TASK ITEM:
Before you finish, make sure each line of the records has been retyped exactly.

MATERIAL FOR THE TASK:
PR #92, opened 2021-07-29
mount: add Ready in Stat; upgrader throttling when ready.

raulk:
- Atomically throttle fetch & copy in the Upgrader if underlying Mount is ready to serve the data.
- Do not throttle the fetch & copy if underlying Mount is not ready to prevent head of line blocking.
- Remove the top level fetch throttling outside the Upgrader to prevent head of line blocking.


dagstore.go
```diff
@@ -98,9 +98,8 @@ type DAGStore struct {
 
 	// Throttling.
 	//
-	throttleFetch throttle.Throttler
-	throttleCopy  throttle.Throttler
-	throttleIndex throttle.Throttler
+	throttleFetchCopy throttle.Throttler
```
raulk, line 101: I think we can just call this `throttleFetch` (as copy is part of the fetch operation).

dagstore_async.go
```diff
@@ -70,18 +59,7 @@ func (d *DAGStore) acquireAsync(ctx context.Context, w *waiter, s *Shard, mnt mo
...
-	var reader mount.Reader
-	err := d.throttleFetch.Do(ctx, func(ctx context.Context) error {
-		var err error
-		reader, err = mnt.Fetch(ctx)
-		if err == nil {
-			log.Debugw("initialize: successfully fetched from mount upgrader", "shard", s.key)
-		} else {
-			log.Warnw("initialize: failed to fetch from mount upgrader", "shard", s.key, "error", err)
-		}
-		return err
```
raulk, line 82: Why remove these logs?

dagstore_async.go
```diff
@@ -18,18 +18,7 @@ import (
...
 
-	var reader mount.Reader
-	err := d.throttleFetch.Do(ctx, func(ctx context.Context) error {
-		var err error
-		reader, err = mnt.Fetch(ctx)
-		if err == nil {
-			log.Debugw("acquire: successfully fetched from mount upgrader", "shard", s.key)
-		} else {
-			log.Warnw("acquire: failed to fetch from mount upgrader", "shard", s.key, "error", err)
-		}
```
raulk, line 29: Why remove these logs?

dagstore_test.go
```diff
@@ -583,75 +583,6 @@ func TestLazyInitialization(t *testing.T) {
 	require.EqualValues(t, 16, info.refs)
 }
 
-// TestThrottleFetch exercises and tests the fetch concurrency limitation.
-// Testing thottling on indexing is way harder...
-func TestThrottleFetch(t *testing.T) {
```
raulk, line 588: Thanks for the unit test at the upgrader level, but it would be great to keep the integration test too.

RESULT OF THIS EXERCISE:
PR #92, opened 2021-07-29
mount: add Ready in Stat; upgrader throttling when ready.

raulk:
- Atomically throttle fetch & copy in the Upgrader if underlying Mount is ready to serve the data.
- Do not throttle the fetch & copy if underlying Mount is not ready to prevent head of line blocking.
- Remove the top level fetch throttling outside the Upgrader to prevent head of line blocking.


dagstore.go
```diff
@@ -98,9 +98,8 @@ type DAGStore struct {
 
 	// Throttling.
 	//
-	throttleFetch throttle.Throttler
-	throttleCopy  throttle.Throttler
-	throttleIndex throttle.Throttler
+	throttleFetchCopy throttle.Throttler
```
raulk, line 101: I think we can just call this `throttleFetch` (as copy is part of the fetch operation).

dagstore_async.go
```diff
@@ -70,18 +59,7 @@ func (d *DAGStore) acquireAsync(ctx context.Context, w *waiter, s *Shard, mnt mo
...
-	var reader mount.Reader
-	err := d.throttleFetch.Do(ctx, func(ctx context.Context) error {
-		var err error
-		reader, err = mnt.Fetch(ctx)
-		if err == nil {
-			log.Debugw("initialize: successfully fetched from mount upgrader", "shard", s.key)
-		} else {
-			log.Warnw("initialize: failed to fetch from mount upgrader", "shard", s.key, "error", err)
-		}
-		return err
```
raulk, line 82: Why remove these logs?

dagstore_async.go
```diff
@@ -18,18 +18,7 @@ import (
...
 
-	var reader mount.Reader
-	err := d.throttleFetch.Do(ctx, func(ctx context.Context) error {
-		var err error
-		reader, err = mnt.Fetch(ctx)
-		if err == nil {
-			log.Debugw("acquire: successfully fetched from mount upgrader", "shard", s.key)
-		} else {
-			log.Warnw("acquire: failed to fetch from mount upgrader", "shard", s.key, "error", err)
-		}
```
raulk, line 29: Why remove these logs?

dagstore_test.go
```diff
@@ -583,75 +583,6 @@ func TestLazyInitialization(t *testing.T) {
 	require.EqualValues(t, 16, info.refs)
 }
 
-// TestThrottleFetch exercises and tests the fetch concurrency limitation.
-// Testing thottling on indexing is way harder...
-func TestThrottleFetch(t *testing.T) {
```
raulk, line 588: Thanks for the unit test at the upgrader level, but it would be great to keep the integration test too.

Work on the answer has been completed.